On a related note, I've always detested redhat firewall configuration for making more chains than needed for their straightforward configuration, making the rules appear far more complicated than they are.
Re: (Score:2)
Yeah, you're right, if you're doing the iptables by hand you're good to go. Most Redhat sysadmins edit the sysconfig/iptables file and issue a restart, though. And, right, for more complex rules changes it's pretty tough to do without a reload (though it is possible with enough creativity).
Re: (Score:2)
No you aren't.
iptables -t filter -I INPUT -p tcp --dport 80 -j ACCEPT
At no point is anything incorrectly dropped or accepted.
Re: (Score:3)
Professionals do not care about "sexy", they care about "works efficiently and reliably". Amateurs care about "sexy". I guess there are now enough Windows admins administrating (or trying to) Linux systems, that "sexy" becomes a factor...
Seriously? (Score:3, Interesting)
You really CAN'T take the time out of your day to type that?
Re:Seriously? (Score:5, Informative)
Try reading the original feature page:
http://fedoraproject.org/wiki/Features/DynamicFirewall [fedoraproject.org]
the main benefit of this is not for manual changes, really.

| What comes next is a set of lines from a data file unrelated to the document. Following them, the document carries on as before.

Issue #5063, opened 2022-08-01
Filter: allow users to choose to match or ignore specific item properties


benelan:
### Description

Right now `calcite-filter` matches every property of the item's object. It would be great if we could create a new property that specifies either properties to ignore or the properties to match. The property type `Array<string>` so it would need to be set in JavaScript. Something like

```js
filterElement.ignoreFields = ["OBJECTID", "address"]
```
or
```js
filterElement.matchFields = ["city", "state", "county"]
```

thoughts on this @jcfranco?

### Acceptance Criteria

A new property that either matches or ignores specific properties of filter's item objects.

### Which Component

calcite-filter

### Example Use Case

I was putting together a pagination sample for someone and noticed inconsistent filter results:
https://codepen.io/benelan/pen/qBoxdwv

I realized it was because I was adding a hex string `color` property for the card's thumbnail, which was also being matched. It would have been great to be able to do something like 

```js
filterElement.ignoreFields = ["color"]
```
or
```js
filterElement.matchFields = ["NAME", "CITY", "STATE"]
```

You can work around the constraint by passing a subset of the items' properties to `calcite-filter` and then matching the item back to the full dataset with an `id` or something that does get provided to filter. But it seems like a useful option for people anyway, and relatively low effort on our end to remove certain properties before filtering.

driskull:
I prefer having an allowList like `filterElement.matchFields = ["NAME", "CITY", "STATE"]` but that would be considered a breaking change since fields would need to be configured going forward if someone is using `calcite-filter` as a standalone component. We document filter so they could be.

Should this move to a breaking change release? Or do we want to go with a blockList instead?

jcfranco:
We could also consider the default to match all unless the user sets the allow list. This would preserve the existing behavior, allow users to ignore certain fields and doesn't require users to set anything by default.

driskull:
Sounds like a good plan

DitwanP:
🍡 Verified locally on `dev`

PR #9541, opened 2024-06-07
feat(filter): adds ability to match only specific filter data properties

driskull:
**Related Issue:** #5063

## Summary

- add matchFields argument to filter utility
  - allows filtering fields at the first level of an object.
  - Nested object fields will not be filtered.
    - Could be enhanced to do so in the future by enhancing `matchFields` to be an object
- add filter utility spec tests (thank you co-pilot)
- add `matchFields` property to `filter` component
- add e2e tests for filter

### DIFF
--- a/packages/calcite-components/src/components/filter/filter.tsx
+++ b/packages/calcite-components/src/components/filter/filter.tsx
@@ -82,6 +82,16 @@ export class Filter
   @Prop({ mutable: true }) filteredItems: object[] = [];
 
   /**
+   * Specifies the fields to match against when filtering.
+   */
+  @Prop() matchFields: string[];
+
+  @Watch("matchFields")
+  matchFieldsHandler(): void {
+    this.filterDebounced(this.value);
+  }
+
+  /**
    * Specifies placeholder text for the input element.
    */
   @Prop() placeholder: string;
@@ -159,7 +169,7 @@ export class Filter
   async componentWillLoad(): Promise<void> {
     setUpLoadableComponent(this);
     if (this.items.length) {
-      this.updateFiltered(filter(this.items, this.value));
+      this.updateFiltered(filter(this.items, this.value, this.matchFields));
     }
     await setUpMessages(this);
   }
@@ -223,7 +233,8 @@ export class Filter
 
   private filterDebounced = debounce(
     (value: string, emit = false, onFilter?: () => void): void =>
-      this.items.length && this.updateFiltered(filter(this.items, value), emit, onFilter),
+      this.items.length &&
+      this.updateFiltered(filter(this.items, value, this.matchFields), emit, onFilter),
     DEBOUNCE_TIMEOUT,
   );
 
--- a/packages/calcite-components/src/components/filter/filter.tsx
+++ b/packages/calcite-components/src/components/filter/filter.tsx
@@ -82,7 +82,7 @@ export class Filter
   @Prop({ mutable: true }) filteredItems: object[] = [];
 
   /**
-   * Specifies the fields to match against when filtering.
+   * Specifies the fields to match against when filtering. This will only apply when `value` is an object. If not set, all fields will be matched.
    */
   @Prop() matchFields: string[];
 
--- a/packages/calcite-components/src/components/list/list.e2e.ts
+++ b/packages/calcite-components/src/components/list/list.e2e.ts
@@ -370,7 +370,7 @@ describe("calcite-list", () => {
 
     const visibleItems = await page.findAll("calcite-list-item:not([filter-hidden])");
 
-    expect(visibleItems.map((item) => item.id)).toEqual(["label-match", "description-match", "value-match"]);
+    expect(visibleItems.map((item) => item.id)).toEqual(["label-match", "description-match"]);
   });
 
   it("should support shift click to select multiple items", async () => {
--- a/packages/calcite-components/src/components/list/list.e2e.ts
+++ b/packages/calcite-components/src/components/list/list.e2e.ts
@@ -365,57 +365,12 @@ describe("calcite-list", () => {
     const list = await page.find("calcite-list");
     await page.waitForTimeout(listDebounceTimeout);
 
-    expect(await list.getProperty("filteredItems")).toHaveLength(3);
-    expect(await list.getProperty("filteredData")).toHaveLength(3);
+    expect(await list.getProperty("filteredItems")).toHaveLength(2);
+    expect(await list.getProperty("filteredData")).toHaveLength(2);
 
     const visibleItems = await page.findAll("calcite-list-item:not([filter-hidden])");
 
     expect(visibleItems.map((item) => item.id)).toEqual(["label-match", "description-match", "value-match"]);
-  });
-
-  it("filters initially with matchFields", async () => {
-    const page = await newE2EPage();
-    await page.setContent(html`
-      <calcite-list filter-enabled filter-text="match">
-        <calcite-list-item
-          id="label-match"
-          label="match"
-          description="description-1"
-          value="value-1"
-        ></calcite-list-item>
-        <calcite-list-item
-          id="description-match"
-          label="label-2"
-          description="match"
-          value="value-1"
-        ></calcite-list-item>
-        <calcite-list-item
-          id="value-match"
-          label="label-3"
-          description="description-3"
-          value="match"
-        ></calcite-list-item>
-        <calcite-list-item
-          id="no-match"
-          label="label-4"
-          description="description-4"
-          value="value-4"
-        ></calcite-list-item>
-      </calcite-list>
-    `);
-
-    await page.waitForChanges();
-    const list = await page.find("calcite-list");
-    list.setProperty("matchFields", ["label"]);
-    await page.waitForChanges();
-    await page.waitForTimeout(listDebounceTimeout);
-
-    expect(await list.getProperty("filteredItems")).toHaveLength(1);
-    expect(await list.getProperty("filteredData")).toHaveLength(1);
-
-    const visibleItems = await page.findAll("calcite-list-item:not([filter-hidden])");
-
-    expect(visibleItems.map((item) => item.id)).toEqual(["label-match"]);
   });
 
   it("should support shift click to select multiple items", async () => {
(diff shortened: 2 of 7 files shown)


alisonailea (approved):

driskull:
@jcfranco do you want to review this one or is it good to go?

packages/calcite-components/src/components/filter/filter.tsx
```diff
@@ -81,6 +81,16 @@ export class Filter
    */
   @Prop({ mutable: true }) filteredItems: object[] = [];
 
+  /**
+   * Specifies the fields to match against when filtering.
```
jcfranco, line 85: Could you add a note about this only applying when `value` is an object and that all fields are matched if not set? +@geospatialem @DitwanP for an editorial look-see. 👀

packages/calcite-components/src/components/list/list.e2e.ts
```diff
@@ -365,12 +365,12 @@ describe("calcite-list", () => {
     const list = await page.find("calcite-list");
     await page.waitForTimeout(listDebounceTimeout);
 
-    expect(await list.getProperty("filteredItems")).toHaveLength(3);
-    expect(await list.getProperty("filteredData")).toHaveLength(3);
+    expect(await list.getProperty("filteredItems")).toHaveLength(2);
```
jcfranco, line 368: Should this have changed? Filtering should behave the same when `matchFields` are not specified, right?

packages/calcite-components/src/components/list/list.tsx
```diff
@@ -558,6 +558,7 @@ export class List
                         aria-label={filterPlaceholder}
                         disabled={disabled}
                         items={dataForFilter}
+                        matchFields={["label", "description", "metadata"]}
```
jcfranco, line 561: I think this also needs to include `value`. Otherwise, we're changing existing filtering behavior.

packages/calcite-components/src/utils/filter.spec.ts
```diff
@@ -0,0 +1,66 @@
+import { filter } from "./filter";
+
+describe("filter function", () => {
+  it("warns and returns empty array for empty data", () => {
+    const originalWarn = console.warn;
+    console.warn = jest.fn();
```
jcfranco, line 6: Can you stub with jest instead of replacing it directly?

```tsx
jest.spyOn(console, "warn");
```

I think you'll also need to call `jest.restoreMocks` in an `afterEach` to restore the original `warn`.

packages/calcite-components/src/utils/filter.spec.ts
```diff
@@ -0,0 +1,66 @@
...
+    expect(result).toEqual([{ name: "John", tags: ["developer", "tester"] }]);
+  });
+
+  it("always includes objects with filterDisabled set to true", () => {
+    const data = [{ name: "John" }, { name: "Jane", filterDisabled: true }];
+    const result = filter(data, "Doe");
+    expect(result).toEqual([{ name: "Jane", filterDisabled: true }]);
+  });
+
+  it("always includes objects with constant set to true", () => {
```
jcfranco, line 61: Great test coverage! Thanks for adding this spec test! ✨🏆✨

packages/calcite-components/src/utils/filter.spec.ts
```diff
@@ -0,0 +1,66 @@
...
+      { name: "Jane", age: 25 },
+    ];
+    const result = filter(data, "25", ["age"]);
+    expect(result).toEqual([{ name: "Jane", age: 25 }]);
+
+    const result2 = filter(data, "John", ["age"]);
+    expect(result2).toEqual([]);
+  });
+
+  it("ignores functions and null values in objects", () => {
```
jcfranco, line 37: Does searching with `"null"` return an empty array?

packages/calcite-components/src/utils/filter.spec.ts
```diff
@@ -0,0 +1,66 @@
...
+    expect(result).toEqual([{ name: "John", action: expect.any(Function), value: null }]);
+  });
+
+  it("searches nested objects correctly", () => {
+    const data = [{ name: "John", details: { age: 30 } }];
+    const result = filter(data, "30");
+    expect(result).toEqual([{ name: "John", details: { age: 30 } }]);
+  });
+
+  it("searches arrays in objects correctly", () => {
```
jcfranco, line 49: Suggestion: array and object searching could be merged into a single test.

packages/calcite-components/src/utils/filter.spec.ts
```diff
@@ -0,0 +1,66 @@
...
+    const data = [{ name: "John", tags: ["developer", "tester"] }];
+    const result = filter(data, "tester");
+    expect(result).toEqual([{ name: "John", tags: ["developer", "tester"] }]);
+  });
+
+  it("always includes objects with filterDisabled set to true", () => {
```
jcfranco, line 55: Suggestion: `filterDisabled` and `constant` searching could be merged into a single test.

packages/calcite-components/src/utils/filter.ts
```diff
@@ -9,16 +9,22 @@ export const filter = (data: Array<object>, value: string): Array<any> => {
...
-  const find = (input: object, RE: RegExp) => {
+  const find = (input: object, RE: RegExp, fields?: string[]) => {
     if ((input as any)?.constant || (input as any)?.filterDisabled) {
       return true;
     }
+
     let found = false;
 
-    forIn(input, (val) => {
+    forIn(input, (val: any, key) => {
```
jcfranco, line 19: Should `input` be typed as `object` and `key` be typed as `string`?

packages/calcite-components/src/utils/filter.ts
```diff
@@ -27,12 +33,9 @@ export const filter = (data: Array<object>, value: string): Array<any> => {
...
+
     return found;
   };
 
-  const result = data.filter((item) => {
-    return find(item, regex);
-  });
-
-  return result;
+  return data.filter((item) => find(item, regex, matchFields));
```
jcfranco, line 40: ✨🧹✨

jcfranco (commented):
I have one concern regarding the change in list filtering behavior, but otherwise, this looks great, @driskull!

packages/calcite-components/src/components/list/list.tsx
driskull: I think we should consider this a bug. It was never intended to search by value. Value is more of a unique identifier.

packages/calcite-components/src/components/filter/filter.tsx
driskull: @geospatialem @DitwanP can you comment on...

> Specifies the fields to match against when filtering. This will only apply when `value` is an object. If not set, all fields will be matched.

packages/calcite-components/src/utils/filter.ts
driskull: Yeah, will update. I set this type because it was showing as "never".

packages/calcite-components/src/utils/filter.spec.ts
driskull: Yep. added test.

packages/calcite-components/src/components/filter/filter.tsx
DitwanP: Looks good to me, clear and descriptive.

packages/calcite-components/src/utils/filter.ts
driskull: hmm I can't change this to object. I need to leave it as `any`.

packages/calcite-components/src/components/list/list.tsx
driskull: For filtering, we should only be searching content. I wouldn't consider `value` to be content. I think we should not search it by default for anyone using a list with a filter.

driskull: How about I move the list changes to a separate followup PR with the title `fix(list): only filter by list item content`? @jcfranco

jcfranco: > I think we should consider this a bug. It was never intended to search by value. Value is more of a unique identifier and not content like label, description and metadata are.

I disagree with this. The filtering has always included `value` props by default. Could we introduce a `matchFields` prop to all filtering components, allowing users to omit `value` if they prefer?

driskull: @jcfranco I reverted the list changes in this PR. Can we discuss it as part of #9569? I can create a separate issue for adding matchFields to list if we decide to do that.

 Is this PR good to merge?

jcfranco: Gotcha. Will give this another look.

jcfranco (approved):
🕵️🕵️🕵️🕵️🕵️🕵️🕵️🕵️🕵️🕵️🕵️🕵️🕵️🕵️🕵️🕵️🕵️🕵️🕵️🕵️🕵️🕵️🕵️🕵️
🕵️🔍🕵️🕵️🕵️🔍🔍🔍🔍🕵️🔍🔍🔍🔍🔍🕵️🔍🕵️🕵️🕵️🔍🕵️🔍🕵️
🕵️🔍🕵️🕵️🕵️🔍🕵️🕵️🕵️🕵️🕵️🕵️🔍🕵️🕵️🕵️🔍🔍🕵️🔍🔍🕵️🔍🕵️
🕵️🔍🕵️🕵️🕵️🔍🕵️🔍🔍🕵️🕵️🕵️🔍🕵️🕵️🕵️🔍🕵️🔍🕵️🔍🕵️🔍🕵️
🕵️🔍🕵️🕵️🕵️🔍🕵️🕵️🔍🕵️🕵️🕵️🔍🕵️🕵️🕵️🔍🕵️🕵️🕵️🔍🕵️🕵️🕵️
🕵️🔍🔍🔍🕵️🔍🔍🔍🔍🕵️🕵️🕵️🔍🕵️🕵️🕵️🔍🕵️🕵️🕵️🔍🕵️🔍🕵️
🕵️🕵️🕵️🕵️🕵️🕵️🕵️🕵️🕵️🕵️🕵️🕵️🕵️🕵️🕵️🕵️🕵️🕵️🕵️🕵️🕵️🕵️🕵️🕵️

Issue #9401, opened 2024-05-22
Combobox: When you tab into the input, the options do not appear


noahmulfinger:
### Check existing issues

- [X] I have [checked for existing issues](https://github.com/Esri/calcite-design-system/issues) to avoid duplicates

### Actual Behavior

Tabbing into the input causes the dropdown options to not appear, even when you start typing. This does not match the behavior after you click into the input.

### Expected Behavior

I would expect to be able to see the filtered results whether I click on the combobox or tab into it.

### Reproduction Sample

https://developers.arcgis.com/calcite-design-system/components/combobox/

### Reproduction Steps

1. Tab into the combobox input.
4. Start typing. You will not see the dropdown with matching options appear no matter what you type.
5. Once you click on the the combobox, the options will start appearing.

### Reproduction Version

2.8.2

### Relevant Info

Tested in Chrome and Firefox.

### Priority impact

impact - p3 - not time sensitive

### Calcite package

- [X] @esri/calcite-components
- [ ] @esri/calcite-components-angular
- [X] @esri/calcite-components-react
- [ ] @esri/calcite-design-tokens
- [ ] @esri/eslint-plugin-calcite-components

### Esri team

ArcGIS Developer Experience

jcfranco:
We should definitely display any matched options when typing after tabbing into the component.

Not opening on focus is by design. This approach adheres to [WAI-ARIA combobox guidance](https://www.w3.org/WAI/ARIA/apg/patterns/combobox/#keyboard_interaction) and is consistent with similar components (e.g., input-date-picker, input-time-picker). cc @geospatialem

DitwanP:
🥭 Verified locally on `dev`

PR #9543, opened 2024-06-08
fix(combobox): open the component when typing within it

driskull:
**Related Issue:** #9401

## Summary

- Toggles the combobox's open property when typing within the input
- If the value.length > 0, the combobox is opened otherwise its closed
- adds test

### DIFF
--- a/packages/calcite-components/src/components/combobox/combobox.e2e.ts
+++ b/packages/calcite-components/src/components/combobox/combobox.e2e.ts
@@ -178,46 +178,49 @@ describe("calcite-combobox", () => {
     openClose(simpleComboboxHTML);
   });
 
-  it("should open the combobox when typing within the input", async () => {
-    const page = await newE2EPage({
-      html: html`
-        <calcite-combobox id="myCombobox">
-          <calcite-combobox-item value="Raising Arizona" text-label="Raising Arizona"></calcite-combobox-item>
-          <calcite-combobox-item value="Miller's Crossing" text-label="Miller's Crossing"></calcite-combobox-item>
-          <calcite-combobox-item value="The Hudsucker Proxy" text-label="The Hudsucker Proxy"></calcite-combobox-item>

See 'Benefit to Fedora'. Hell, just read the whole thing. It makes it quite clear.
Re: (Score:2)
If you're playing around with iptables you're probably not a 'masses' user. There are some nice frontends for end users, but this sort of thing is for the person owning a server or whatever.
Again, you use console because its faster.
Re: (Score:3)
Oh, honest to God. Do we have to spell it out? So you make a bloody tinkertoy launcher on the desktop that says "restart firewall" and it runs the command line "sudo /sbin/service iptables restart." Takes about one minute to create. That is so simple even a monkey too stupid to learn anything can do it. Then you make more launchers to do other firewall tasks.
Re: (Score:2)
Re: (Score:2)
Or you just fix the fucking firewall so you don't have to create a "bloody tinkertoy". Seriously, iptables is ok for a server or a nerd desktop machine, but even a "bloody tinkertoy" is too complex. The mere notion of a "restart firewall" icon is unnecessary, and completely indefensible compared to simply fixing the firewall system in the first place.
Re: (Score:2)
Except there is nothing wrong with iptables to fix.
Re: (Score:2)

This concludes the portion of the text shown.